When you deploy the API Microgateway in Kubernetes, your image will be pulled from the docker hub.

2.) Push to a Private docker registry

You can push your docker image to a private docker registry and accommodate the changes listed in [2].

3.) Load the docker image manually

Basically when you create a Kubernetes cluster in GCE, Amazon, on-premise or any IaaS there will be around 2 or more Kubernetes nodes. Then you need to load your image in every Kubernetes node. This is because your pod can be scheduled in any of your Kubernetes nodes.

To load the image, you can do the following.
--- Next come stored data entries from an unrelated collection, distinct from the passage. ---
PR #451, opened 2026-07-24
fix: cache check outcomes so warm-cache runs keep reporting warnings (closes #429)

### LINKED ISSUE #429: Non-strict check is run-history dependent — warnings vanish on cache-warm reruns; JSON reports specs_checked:0
## Problem

Non-strict `specsync check` is run-history dependent: on an unchanged repo the first run prints full per-spec results including warnings; every later run prints only `⊘ Skipped N unchanged spec(s) / All specs unchanged — nothing to validate` — **warnings are reported once and then vanish silently**.

The JSON variant is worse: a warm-cache `check --format json` returns

```json
{ "warnings": [], "specs_checked": 0, "passed": true }
```

so a CI JSON consumer sees zero specs checked and zero warnings on every rerun after the first. Verified on v5.2.0 with output diffed byte-for-byte across 20 runs.

Related cache findings from the same rounds: the hash cache itself is effectively inert (forged-hash poisoning changes nothing; `--force`/`--no-cache` behave identically in output and timing even at 3000 exports), and `rehash` doesn't write the `.specsync/config.toml` cache entry `check` requires, so the first `check` after `rehash` re-validates everything anyway.

## Suggested fix

Cache outcomes, not just file hashes: a warm-cache run should report the same warnings (marked "cached"/"unchanged") in text and JSON, with `specs_checked` reflecting the full set or an explicit `specs_skipped` count. Include the config entry in `rehash`'s cache writes.

0xLeif:
## Problem

Non-strict `check` was run-history dependent. After a first run reported warnings and populated the hash cache, a warm-cache rerun printed "All specs unchanged — nothing to validate" and `--format json` returned `{warnings: [], specs_checked: 0, passed: true}` — warnings were reported once and then silently vanished, even though nothing was fixed. Additionally, `rehash` did not write the config cache entry, so the first `check` after a `rehash` always saw a "changed" config and re-validated everything anyway.

## Fix

- **`HashCache.outcomes`**: new map of per-spec `CachedSpecOutcome` (errors/warnings/notices), written alongside the hashes. Backwards-compatible — old caches without the field still parse (`serde(default)`).
- **`run_validation` records outcomes** for every spec it validates.
- **`check` replays cached findings** for unchanged (skipped) specs, marked with a `(cached)` suffix in both text and JSON output, and counts them in totals, `passed`, and the exit gates — so a warm run reports the same warnings as the cold run that produced them. JSON output also gains `specs_skipped`.
- **`rehash` writes the global-input entries** (config file + schema files) that `check` consults, making the post-rehash run genuinely warm.

## After

Warm `check --format json` now returns `specs_checked` reflecting the full spec set, `specs_skipped` for the cache-served specs, and the same warnings as the cold run, each marked `(cached)`.

## Tests

- `warm_cache_json_replays_cached_warnings`, `warm_cache_text_replays_cached_warnings`, `rehash_writes_config_cache_entry` (integration)
- `outcomes_round_trip_and_default_for_old_caches` (unit, `hash_cache`)
- Full suite passes: 1729 unit + 227 integration tests, clippy clean.

Closes #429

### DIFF
--- a/specs/cmd_check/cmd_check.spec.md
+++ b/specs/cmd_check/cmd_check.spec.md
@@ -1,11 +1,11 @@
 ---
 module: cmd_check
-version: 8
+version: 9
 status: stable
 files:
   - src/commands/check.rs
 db_tables: []
-tracks: []
+tracks: [429]
 depends_on:
   - specs/commands/commands.spec.md
   - specs/comment/comment.spec.md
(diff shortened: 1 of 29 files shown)


0xGaspar (changes requested):
Requesting changes — rebase only; I have no objection to the code.

**Conflicts with `main`** on `src/commands/check.rs`, `src/commands/mod.rs` and eight spec files, from the shared stale base described below.

**On the substance this is an important fix and I'd like it to land.** "Warnings reported once, then silently vanish on the next run, even though nothing was fixed" is a genuinely dangerous property for a validation tool — it means a warm CI cache can turn a failing check green without anyone touching the code. Making `check` run-history-independent is the right invariant, and it's worth stating in the spec in exactly those terms: *the result of `check` must not depend on whether the cache is warm.*

Specifics I like:

- `serde(default)` on the new `outcomes` map so old caches still parse — correct, and avoids forcing a cache wipe on upgrade.
- Marking replayed findings `(cached)` in both text and JSON rather than making them indistinguishable. Users should be able to tell a replayed finding from a freshly computed one.
- Counting cached findings in totals, `passed` **and the exit gates**. That last one is the part that actually fixes the bug; the display change alone wouldn't have.
- `rehash` writing the global-input entries so the next `check` is genuinely warm. Nice catch that the previous behaviour made `rehash` almost pointless.

Two questions, neither blocking:

1. **Cache invalidation on tool upgrade.** If a future release changes what a given check reports, cached outcomes from an older binary would replay stale findings. Is there a version stamp in the cache keyed to the specsync version, or should there be?
2. **`specs_skipped` in JSON** is a good addition — is it in the documented schema for `check --format json`, and does adding it need a `schema_version` bump under this repo's envelope conventions?

Rebase and I'll approve.

---

---

0xLeif:

Issue #442, opened 2026-07-21
new --full produces a scaffold that fails the tool's own validation (7 scaffold-marker errors, greedy auto-detect)


0xLeif:
## Problem

`specsync new --full` produces a scaffold that fails the tool's own validation — strictly worse than plain `new` (verified on v5.2.0):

  • Save the docker image to a tar file.

Now the docker image resides in your local machine docker registry. You can save that docker image to a tar file as follows.

docker save k8s_project:latest > image.tar
  • SCP the image to the Kubernetes nodes
scp -i <identity file> image.tar username@K8s_NODE_IP:Note: In minikube, username is docker and IP address can be found using the command minikube ip.

Note: Identity file is the public key of the Kubernetes node. For an example you can get a google_compute_engine.pub for GCE. For each and every Kubernetes node, you need to scp the docker image.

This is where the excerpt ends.